Member of the South Carolina House of Representatives from the 2nd district
- In office 1965–1966
- In office 1969–1970

Personal details
- Born: January 22, 1923 Lexington, South Carolina, U.S.
- Died: November 25, 2022 (aged 99) Eugene, Oregon, U.S.
- Party: Democratic
- Education: University of South Carolina

= Preston Callison =

American attorney and politician (1923–2022)
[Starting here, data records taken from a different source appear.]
PR #4985, opened 2021-04-13
luci-theme-openwrt-2020: remove submenu margin-bottom when submenu not visible

j123b567:
When mainmenu submenu is not visible, it still has visible `margin-bottom: .5em` so mixing main menu items with submenu (e.g. System) and without (e.g. Dashboard) causes uneven spaces between menu items.

This little tweek just makes all collapsed main menu items evenly distributed and does not change look of activated/selected items.


jow-:
Merged, thank you!

PR #6582, opened 2023-09-21
luci-app-attendedsysupgrade: add x86 efi/bios case

aparcar:
x86 is the only target that allows you to install either EFI or BIOS images, thereby add an extra check for that.


aparcar:
This supersedes both https://github.com/openwrt/luci/pull/6430 and https://github.com/openwrt/openwrt/pull/12963

Hey @mcbridematt  I'm sorry for the delay, could you please test this?

mcbridematt:
Tested OK here.

PR #6584, opened 2023-09-22
luci-app-statistics: memory: make hiding 'free' configurable

hnyman:
Make hiding/showing the 'free' memory configurable.
Set default as disabled, not hidden.

* If enabled, the graph scales to actually used memory, enabling a more detailed view to memory usage.
* If disabled, the graph always shows the whole memory / 100%.

Example:
Enabled:
image

Disabled, default (and the only choice previously):
image

Maintainer: me

### DIFF
--- a/applications/luci-app-statistics/htdocs/luci-static/resources/statistics/rrdtool/definitions/memory.js
+++ b/applications/luci-app-statistics/htdocs/luci-static/resources/statistics/rrdtool/definitions/memory.js
@@ -5,12 +5,14 @@
 
 'use strict';
 'require baseclass';
+'require uci';
 
 return baseclass.extend({
 	title: _('Memory'),
 
 	rrdargs: function(graph, host, plugin, plugin_instance, dtype) {
 		var p = [];
+		var hide_free = uci.get("luci_statistics", "collectd_memory", "HideFree") == "1" ? true : false;
 
 		var memory = {
 			title: "%H: Memory usage",
@@ -21,7 +23,7 @@ return baseclass.extend({
 			data: {
 				instances: {
 					memory: [
-						"free",
+						...(hide_free ? [] : ["free"]),
 						"buffered",
 						"cached",
 						"used"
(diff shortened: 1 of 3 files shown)


hnyman:
The option could also be "HideFree" so that default (disabled) would be the old view with free RAM showing. And the user could then hide the free mem.

It is also questionable, which alternative is better view as default, as there are two main uses:

* Do I have lots of free mem or is the router RAM constrained?  --> Showing also free RAM to get the whole RAM is better.
* Do I have memory leak?  --> Hiding RAM is better, as the actually used memory scale gets amplified in graph.

Best would be to not use any uci option in config file at all, but just have a live checkbox on the page to toggle showing free RAM. But that exceeds my javascript skills :-(

raenye:
`HideFree` sounds better to me personally.
But why use uci at all in `rrdtool/definitions/memory.js`? can't it be done similar to the percent/absolute distinction?

hnyman:
> similar to the percent/absolute distinction?

The percent / absolute is actually a really heavy choice, as it is about data collection and database generation phase itself in collectd.

> why use uci at all in rrdtool/definitions/memory.js?

Well, like I wrote above, I would like to avoid that and have just display toggling...

> > Best would be to not use any uci option in config file at all, but just have a live checkbox on the page to toggle showing free RAM. But that exceeds my javascript skills :-(

raenye:
> Well, like I wrote above, I would like to avoid that and have just display toggling...

I guess a hacky but reasonable fix would be to add support for click events (per graph, or perhaps per tab).
Something not too far from this perhaps? https://github.com/openwrt/luci/pull/6619

Would it work for you if every time it starts with free mem, but on click it changes to hiding free mem?

hnyman:
I changed the option to HideFree.

> Would it work for you if every time it starts with free mem, but on click it changes

I would prefer a clickbox to enable clear toggling. Toggling by just clicking the graph might also be viable, but would require a clear visible explanation.

PR #6588, opened 2023-09-23
luci-app-minidlna: move album covers to advanced tab

stokito:
Also remove o.default = o.enabled

I have no idea why anyone may want to change the cover file name. The big list looks confusing so it's better to move it to advanced tab.


jow-:
Merged, thanks!

PR #6591, opened 2023-09-24
Luci dependencies  (luci-collection-xxx reorganisation)

stokito:
Currently the luci package depends on uhttpd.
But Turris and Gl.inet routers using Lighttpd.
In the TurrisOS there is a patch to [Drop uhttpd dependency](https://gitlab.nic.cz/turris/os/build/-/blob/f28b2b9d76a80a7ba185707faa2908af6ffc285b/patches/luci/branding/0001-Drop-uhttpd-dependency.patch) from the Luci.

So the PR removes dependency of the luci to uhttpd.
But if you want to install luci and uhttp then you still can do that by installing luci-light package.
See commit messages for details.

Another one problem is that the luci package installs /www/index.html that redirects to /cgi-bin/luci/.
But firmware manufactures usually have their own admin panel.
Because of this they have to use Lighttpd alias to override path for the index.html.
So my proposition is to create a separate package luci-www that installs the index.html.
It should be installed by default but manufactures can disable the package.

After this PR the next will be to add [luci-lighttp](https://gitlab.nic.cz/turris/os/build/-/issues/406)

CC @BKPepe 
CC @dhewg you were last who reworked the luci and luci-light packages. Please have a look


BKPepe:
Thanks for mention, but since I am no longer working with Turris, you should rather reach them. Thus ping @turris-cz and especially @miska . Because in the past once I mentioned them, they are not responding, you should contact them by e-mail packaging@turris.cz or support/Twitter.

stokito:
I see that Turris team added the issue to backlog https://gitlab.nic.cz/turris/os/build/-/issues/406

Also we may ping GL.iNet team @gl-inet and maybe @linmq @gakki-kareshi @gl-zhaojianhui

jow-:
The `luci` meta package is an empty convenience meta package to select everything needed to install a standard LuCI on vanilla OpenWrt. If you need a different component selection, don't select `luci` but pick desired components manually.

Issue #6592, opened 2023-09-24
luci-proto-wireguard: Peer "Generate configuration" incorrectly formats IPv6 Endpoint


Kasoo:
## Steps to reproduce:

1. Go to Interfaces » vpn » Edit peer » Generate configuration
2. Select IPv6 address on "Connection endpoint"
3. Note generated config uses incorrect form of `Endpoint = fc00::1:51820` instead of `Endpoint = [fc00::1]:51820`
4. Attempt to scan generated QR code using Wireguard app and receive an "Invalid configuration" error.

## Additional Information:
`luci-proto-wireguard` version: `git-23.073.81399-59a6f06`

jow-:
Fixed by #6593

PR #6593, opened 2023-09-24
luci-proto-wireguard: Escape IPv6 endpoints with [] in generated wireguard config

Kasoo:
If the chosen wireguard Endpoint is an IPv6 address, we currently generate invalid format, as IPv6 addresses with a port appended need escaping with `[]`

Fixes issue #6592


jow-:
Merged, thanks!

Preston Harvey Callison Sr. (January 22, 1923 – November 25, 2022) was an American attorney and politician who represented his native Lexington County, South Carolina, as a Democrat in the South Carolina House of Representatives. His tenure extended for two nonconsecutive terms from 1965 to 1966 and 1969 to 1970.

==Life and career==
Callison was born in Lexington, South Carolina on January 22, 1923, as the son of Tolliver Cleveland Callison and Margaret Reel Callison. He graduated from Lexington High School, before attending the University of South Carolina. It was there he met Helen Elizabeth Leppard; they married on July 9, 1949 and had five children. He served in the Army Air Force during World War II, before returning to the University of South Carolina Law School, earning a degree by 1947.

Callison died in Eugene, Oregon on November 25, 2022, at the age of 99.